Please quote exactly the opening lines of the data, from the first line to the one where "Not from my" appears.

Entries supplied |
::::

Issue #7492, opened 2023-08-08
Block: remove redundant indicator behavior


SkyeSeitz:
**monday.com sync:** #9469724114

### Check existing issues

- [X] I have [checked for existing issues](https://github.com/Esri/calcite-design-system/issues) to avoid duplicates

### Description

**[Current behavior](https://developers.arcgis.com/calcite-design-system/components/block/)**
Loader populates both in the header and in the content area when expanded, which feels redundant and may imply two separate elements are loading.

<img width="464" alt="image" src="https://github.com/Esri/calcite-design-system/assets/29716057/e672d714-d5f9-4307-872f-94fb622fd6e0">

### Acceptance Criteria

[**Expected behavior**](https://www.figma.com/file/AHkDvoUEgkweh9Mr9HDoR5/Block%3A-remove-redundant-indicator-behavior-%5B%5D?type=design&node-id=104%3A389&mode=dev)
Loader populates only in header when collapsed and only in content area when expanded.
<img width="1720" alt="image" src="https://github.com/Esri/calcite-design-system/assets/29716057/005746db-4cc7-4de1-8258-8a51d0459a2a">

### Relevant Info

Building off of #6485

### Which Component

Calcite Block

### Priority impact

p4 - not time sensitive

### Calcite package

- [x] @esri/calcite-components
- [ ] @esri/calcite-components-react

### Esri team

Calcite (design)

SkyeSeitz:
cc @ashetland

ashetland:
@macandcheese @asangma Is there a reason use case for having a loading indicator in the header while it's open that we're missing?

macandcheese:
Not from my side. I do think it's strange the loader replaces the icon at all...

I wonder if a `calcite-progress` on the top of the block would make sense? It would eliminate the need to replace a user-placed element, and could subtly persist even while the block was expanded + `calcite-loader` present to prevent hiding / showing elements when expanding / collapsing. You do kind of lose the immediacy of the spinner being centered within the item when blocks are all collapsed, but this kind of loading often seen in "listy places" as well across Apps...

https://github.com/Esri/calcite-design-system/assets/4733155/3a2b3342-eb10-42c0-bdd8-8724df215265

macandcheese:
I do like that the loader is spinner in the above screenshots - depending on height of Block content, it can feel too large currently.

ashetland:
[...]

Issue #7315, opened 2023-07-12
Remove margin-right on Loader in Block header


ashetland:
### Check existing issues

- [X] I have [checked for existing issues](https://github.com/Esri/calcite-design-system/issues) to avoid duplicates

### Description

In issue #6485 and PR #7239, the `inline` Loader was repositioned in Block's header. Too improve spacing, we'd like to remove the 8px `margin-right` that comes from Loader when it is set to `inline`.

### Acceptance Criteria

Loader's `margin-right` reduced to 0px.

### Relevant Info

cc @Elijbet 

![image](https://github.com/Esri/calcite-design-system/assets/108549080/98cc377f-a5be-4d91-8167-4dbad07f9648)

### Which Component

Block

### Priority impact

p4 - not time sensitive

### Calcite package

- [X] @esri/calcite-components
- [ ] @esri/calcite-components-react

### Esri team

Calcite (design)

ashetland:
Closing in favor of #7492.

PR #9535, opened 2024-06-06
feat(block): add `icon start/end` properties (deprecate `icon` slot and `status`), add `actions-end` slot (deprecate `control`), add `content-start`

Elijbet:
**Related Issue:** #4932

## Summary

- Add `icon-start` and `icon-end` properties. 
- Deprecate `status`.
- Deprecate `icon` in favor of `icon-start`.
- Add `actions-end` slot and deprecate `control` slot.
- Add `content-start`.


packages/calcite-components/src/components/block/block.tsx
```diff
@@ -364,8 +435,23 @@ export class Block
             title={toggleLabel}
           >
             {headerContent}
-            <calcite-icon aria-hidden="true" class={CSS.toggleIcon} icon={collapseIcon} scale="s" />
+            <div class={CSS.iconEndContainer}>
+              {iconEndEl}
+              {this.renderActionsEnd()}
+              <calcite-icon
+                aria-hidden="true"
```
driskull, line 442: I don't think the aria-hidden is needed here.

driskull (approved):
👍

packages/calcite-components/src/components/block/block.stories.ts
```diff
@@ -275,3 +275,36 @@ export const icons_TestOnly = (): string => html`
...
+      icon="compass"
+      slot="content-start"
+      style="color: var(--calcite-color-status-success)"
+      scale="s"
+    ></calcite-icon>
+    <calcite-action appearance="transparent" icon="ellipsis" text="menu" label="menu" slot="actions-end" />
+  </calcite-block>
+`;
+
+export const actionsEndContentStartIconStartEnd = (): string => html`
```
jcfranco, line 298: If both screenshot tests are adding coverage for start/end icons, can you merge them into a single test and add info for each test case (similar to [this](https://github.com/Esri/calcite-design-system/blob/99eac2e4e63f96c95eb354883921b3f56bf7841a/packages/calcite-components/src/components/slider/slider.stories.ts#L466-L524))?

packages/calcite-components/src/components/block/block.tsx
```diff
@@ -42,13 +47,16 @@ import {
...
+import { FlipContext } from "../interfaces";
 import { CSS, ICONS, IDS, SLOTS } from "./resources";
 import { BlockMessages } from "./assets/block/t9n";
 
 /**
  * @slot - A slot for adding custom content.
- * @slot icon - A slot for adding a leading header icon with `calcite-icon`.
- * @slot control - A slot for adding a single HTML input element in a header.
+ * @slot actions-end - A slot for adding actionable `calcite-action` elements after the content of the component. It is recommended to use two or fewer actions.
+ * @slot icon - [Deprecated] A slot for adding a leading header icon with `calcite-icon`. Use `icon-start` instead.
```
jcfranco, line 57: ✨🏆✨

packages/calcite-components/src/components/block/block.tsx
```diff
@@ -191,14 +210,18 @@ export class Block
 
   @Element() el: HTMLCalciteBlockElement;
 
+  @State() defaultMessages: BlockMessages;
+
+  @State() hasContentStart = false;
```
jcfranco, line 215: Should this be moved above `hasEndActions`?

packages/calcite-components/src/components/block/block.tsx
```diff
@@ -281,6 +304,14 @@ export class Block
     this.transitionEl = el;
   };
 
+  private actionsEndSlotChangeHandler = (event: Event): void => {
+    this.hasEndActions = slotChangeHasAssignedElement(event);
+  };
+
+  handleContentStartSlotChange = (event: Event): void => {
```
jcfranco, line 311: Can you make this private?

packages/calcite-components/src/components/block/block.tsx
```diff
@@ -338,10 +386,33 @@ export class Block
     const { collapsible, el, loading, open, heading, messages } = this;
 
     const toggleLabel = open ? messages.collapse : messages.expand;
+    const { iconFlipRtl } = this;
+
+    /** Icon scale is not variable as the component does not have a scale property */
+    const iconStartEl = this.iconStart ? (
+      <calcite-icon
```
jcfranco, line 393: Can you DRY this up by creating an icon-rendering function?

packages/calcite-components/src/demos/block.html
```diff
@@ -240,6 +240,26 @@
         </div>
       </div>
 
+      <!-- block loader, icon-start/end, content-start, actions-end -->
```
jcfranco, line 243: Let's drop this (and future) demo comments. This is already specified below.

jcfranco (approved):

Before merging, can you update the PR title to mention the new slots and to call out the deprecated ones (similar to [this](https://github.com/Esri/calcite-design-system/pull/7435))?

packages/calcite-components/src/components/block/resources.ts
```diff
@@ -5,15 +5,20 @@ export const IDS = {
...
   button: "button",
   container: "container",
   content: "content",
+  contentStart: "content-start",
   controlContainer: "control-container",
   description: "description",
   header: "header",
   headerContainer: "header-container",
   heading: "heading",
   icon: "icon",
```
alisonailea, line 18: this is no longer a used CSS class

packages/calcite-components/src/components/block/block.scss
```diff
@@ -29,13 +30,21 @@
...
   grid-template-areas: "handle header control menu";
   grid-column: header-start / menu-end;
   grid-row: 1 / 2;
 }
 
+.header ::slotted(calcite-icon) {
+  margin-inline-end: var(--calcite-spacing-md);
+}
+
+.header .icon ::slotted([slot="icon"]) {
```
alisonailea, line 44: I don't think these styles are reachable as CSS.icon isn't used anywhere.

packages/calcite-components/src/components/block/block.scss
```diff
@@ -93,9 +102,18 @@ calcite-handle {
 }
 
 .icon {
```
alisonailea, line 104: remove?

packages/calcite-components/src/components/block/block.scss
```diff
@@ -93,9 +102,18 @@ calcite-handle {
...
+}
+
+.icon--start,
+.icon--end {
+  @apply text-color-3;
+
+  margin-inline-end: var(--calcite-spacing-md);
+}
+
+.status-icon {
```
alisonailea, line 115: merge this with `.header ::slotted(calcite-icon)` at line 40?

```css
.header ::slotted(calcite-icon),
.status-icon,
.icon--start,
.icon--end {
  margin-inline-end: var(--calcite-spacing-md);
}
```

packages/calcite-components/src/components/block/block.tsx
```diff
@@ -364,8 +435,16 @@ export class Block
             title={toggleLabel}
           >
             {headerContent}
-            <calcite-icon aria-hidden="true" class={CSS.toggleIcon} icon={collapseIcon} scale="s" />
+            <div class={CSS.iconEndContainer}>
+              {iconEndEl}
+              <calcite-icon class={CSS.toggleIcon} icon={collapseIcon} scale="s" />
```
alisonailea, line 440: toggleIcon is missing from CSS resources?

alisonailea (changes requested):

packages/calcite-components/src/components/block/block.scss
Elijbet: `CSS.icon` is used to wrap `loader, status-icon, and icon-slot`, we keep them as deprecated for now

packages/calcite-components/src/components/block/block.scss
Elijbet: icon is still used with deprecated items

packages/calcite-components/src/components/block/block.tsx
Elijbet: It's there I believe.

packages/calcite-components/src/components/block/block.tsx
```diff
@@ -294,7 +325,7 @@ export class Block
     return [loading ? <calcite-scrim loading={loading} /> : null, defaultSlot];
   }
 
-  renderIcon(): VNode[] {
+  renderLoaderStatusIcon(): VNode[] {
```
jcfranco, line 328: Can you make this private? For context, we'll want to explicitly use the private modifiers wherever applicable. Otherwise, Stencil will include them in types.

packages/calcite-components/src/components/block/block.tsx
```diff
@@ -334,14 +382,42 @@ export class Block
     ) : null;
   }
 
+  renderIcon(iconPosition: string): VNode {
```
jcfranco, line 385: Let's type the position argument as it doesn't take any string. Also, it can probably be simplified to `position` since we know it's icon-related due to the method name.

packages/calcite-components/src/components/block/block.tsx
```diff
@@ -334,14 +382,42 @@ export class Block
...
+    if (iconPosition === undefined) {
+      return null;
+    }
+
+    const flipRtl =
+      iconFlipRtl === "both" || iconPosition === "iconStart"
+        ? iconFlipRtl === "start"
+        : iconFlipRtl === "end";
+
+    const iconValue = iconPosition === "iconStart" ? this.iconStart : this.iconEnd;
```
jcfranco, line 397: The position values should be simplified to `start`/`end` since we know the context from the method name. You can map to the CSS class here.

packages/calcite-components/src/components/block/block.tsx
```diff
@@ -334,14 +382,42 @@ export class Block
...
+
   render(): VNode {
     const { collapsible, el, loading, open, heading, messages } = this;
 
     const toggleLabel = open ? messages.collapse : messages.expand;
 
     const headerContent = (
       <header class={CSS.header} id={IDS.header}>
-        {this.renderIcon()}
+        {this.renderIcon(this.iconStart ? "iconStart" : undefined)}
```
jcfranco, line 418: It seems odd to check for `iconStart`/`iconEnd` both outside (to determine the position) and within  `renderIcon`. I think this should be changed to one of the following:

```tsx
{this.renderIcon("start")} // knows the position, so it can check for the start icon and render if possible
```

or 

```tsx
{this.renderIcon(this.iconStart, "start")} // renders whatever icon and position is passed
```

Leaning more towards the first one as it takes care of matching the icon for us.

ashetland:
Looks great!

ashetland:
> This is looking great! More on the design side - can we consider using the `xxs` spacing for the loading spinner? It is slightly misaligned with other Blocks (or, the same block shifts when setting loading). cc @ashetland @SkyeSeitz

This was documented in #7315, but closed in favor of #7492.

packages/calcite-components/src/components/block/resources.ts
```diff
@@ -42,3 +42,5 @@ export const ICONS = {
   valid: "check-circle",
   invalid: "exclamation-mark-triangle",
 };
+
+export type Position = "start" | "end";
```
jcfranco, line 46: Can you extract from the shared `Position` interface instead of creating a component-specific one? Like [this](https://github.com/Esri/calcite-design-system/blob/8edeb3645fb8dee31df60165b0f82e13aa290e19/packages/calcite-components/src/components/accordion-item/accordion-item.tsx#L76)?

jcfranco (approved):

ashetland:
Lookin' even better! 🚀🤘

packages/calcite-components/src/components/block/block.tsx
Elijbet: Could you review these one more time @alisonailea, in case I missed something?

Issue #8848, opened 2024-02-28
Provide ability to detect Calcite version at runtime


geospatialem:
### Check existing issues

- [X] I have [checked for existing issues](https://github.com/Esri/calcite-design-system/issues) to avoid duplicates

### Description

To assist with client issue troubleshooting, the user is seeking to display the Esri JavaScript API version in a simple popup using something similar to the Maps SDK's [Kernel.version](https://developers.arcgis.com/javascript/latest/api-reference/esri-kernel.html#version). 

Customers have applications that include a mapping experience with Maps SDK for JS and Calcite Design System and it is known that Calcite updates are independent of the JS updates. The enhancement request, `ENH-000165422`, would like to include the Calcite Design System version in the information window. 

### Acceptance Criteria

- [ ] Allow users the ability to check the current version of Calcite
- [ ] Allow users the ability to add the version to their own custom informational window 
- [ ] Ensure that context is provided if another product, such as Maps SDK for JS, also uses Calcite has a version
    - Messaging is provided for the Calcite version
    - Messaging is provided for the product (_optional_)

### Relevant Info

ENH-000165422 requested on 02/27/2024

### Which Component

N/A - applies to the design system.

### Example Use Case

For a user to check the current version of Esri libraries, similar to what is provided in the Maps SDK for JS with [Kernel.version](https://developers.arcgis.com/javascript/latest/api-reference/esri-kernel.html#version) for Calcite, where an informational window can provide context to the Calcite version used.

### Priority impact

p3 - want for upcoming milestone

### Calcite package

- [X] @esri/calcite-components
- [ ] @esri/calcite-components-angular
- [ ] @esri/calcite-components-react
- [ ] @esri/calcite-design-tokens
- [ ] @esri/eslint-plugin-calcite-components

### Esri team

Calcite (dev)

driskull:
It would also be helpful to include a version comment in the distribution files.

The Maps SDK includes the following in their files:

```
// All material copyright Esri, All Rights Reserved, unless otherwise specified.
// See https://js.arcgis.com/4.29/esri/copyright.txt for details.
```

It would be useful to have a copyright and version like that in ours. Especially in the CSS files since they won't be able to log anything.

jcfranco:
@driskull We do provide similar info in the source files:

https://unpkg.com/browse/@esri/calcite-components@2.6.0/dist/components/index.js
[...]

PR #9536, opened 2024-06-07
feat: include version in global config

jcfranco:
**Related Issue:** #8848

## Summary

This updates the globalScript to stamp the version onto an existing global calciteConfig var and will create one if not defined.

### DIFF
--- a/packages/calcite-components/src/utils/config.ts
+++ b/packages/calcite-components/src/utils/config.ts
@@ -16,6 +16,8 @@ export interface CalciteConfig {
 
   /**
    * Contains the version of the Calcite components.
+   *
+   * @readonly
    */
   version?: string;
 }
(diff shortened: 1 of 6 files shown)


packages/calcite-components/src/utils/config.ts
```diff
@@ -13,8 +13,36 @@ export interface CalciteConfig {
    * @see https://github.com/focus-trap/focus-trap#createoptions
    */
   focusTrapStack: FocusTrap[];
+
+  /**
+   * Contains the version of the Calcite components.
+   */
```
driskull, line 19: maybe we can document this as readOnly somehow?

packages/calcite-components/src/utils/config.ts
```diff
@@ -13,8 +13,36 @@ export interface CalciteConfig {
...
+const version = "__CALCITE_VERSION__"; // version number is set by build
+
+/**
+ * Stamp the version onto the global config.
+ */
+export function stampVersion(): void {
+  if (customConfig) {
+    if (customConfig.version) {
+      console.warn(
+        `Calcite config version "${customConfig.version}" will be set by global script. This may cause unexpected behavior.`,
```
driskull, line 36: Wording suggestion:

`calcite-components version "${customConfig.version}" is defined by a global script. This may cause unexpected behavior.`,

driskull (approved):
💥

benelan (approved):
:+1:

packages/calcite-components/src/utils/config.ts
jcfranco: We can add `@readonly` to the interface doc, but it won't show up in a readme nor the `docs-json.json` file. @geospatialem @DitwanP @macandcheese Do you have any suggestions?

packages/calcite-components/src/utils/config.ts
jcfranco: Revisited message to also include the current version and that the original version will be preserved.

::::

The completed task |
Issue #7492, opened 2023-08-08
Block: remove redundant indicator behavior


SkyeSeitz:
**monday.com sync:** #9469724114

### Check existing issues

- [X] I have [checked for existing issues](https://github.com/Esri/calcite-design-system/issues) to avoid duplicates

### Description

**[Current behavior](https://developers.arcgis.com/calcite-design-system/components/block/)**
Loader populates both in the header and in the content area when expanded, which feels redundant and may imply two separate elements are loading.

<img width="464" alt="image" src="https://github.com/Esri/calcite-design-system/assets/29716057/e672d714-d5f9-4307-872f-94fb622fd6e0">

### Acceptance Criteria

[**Expected behavior**](https://www.figma.com/file/AHkDvoUEgkweh9Mr9HDoR5/Block%3A-remove-redundant-indicator-behavior-%5B%5D?type=design&node-id=104%3A389&mode=dev)
Loader populates only in header when collapsed and only in content area when expanded.
<img width="1720" alt="image" src="https://github.com/Esri/calcite-design-system/assets/29716057/005746db-4cc7-4de1-8258-8a51d0459a2a">

### Relevant Info

Building off of #6485

### Which Component

Calcite Block

### Priority impact

p4 - not time sensitive

### Calcite package

- [x] @esri/calcite-components
- [ ] @esri/calcite-components-react

### Esri team

Calcite (design)

SkyeSeitz:
cc @ashetland

ashetland:
@macandcheese @asangma Is there a reason use case for having a loading indicator in the header while it's open that we're missing?

macandcheese:
Not from my side. I do think it's strange the loader replaces the icon at all...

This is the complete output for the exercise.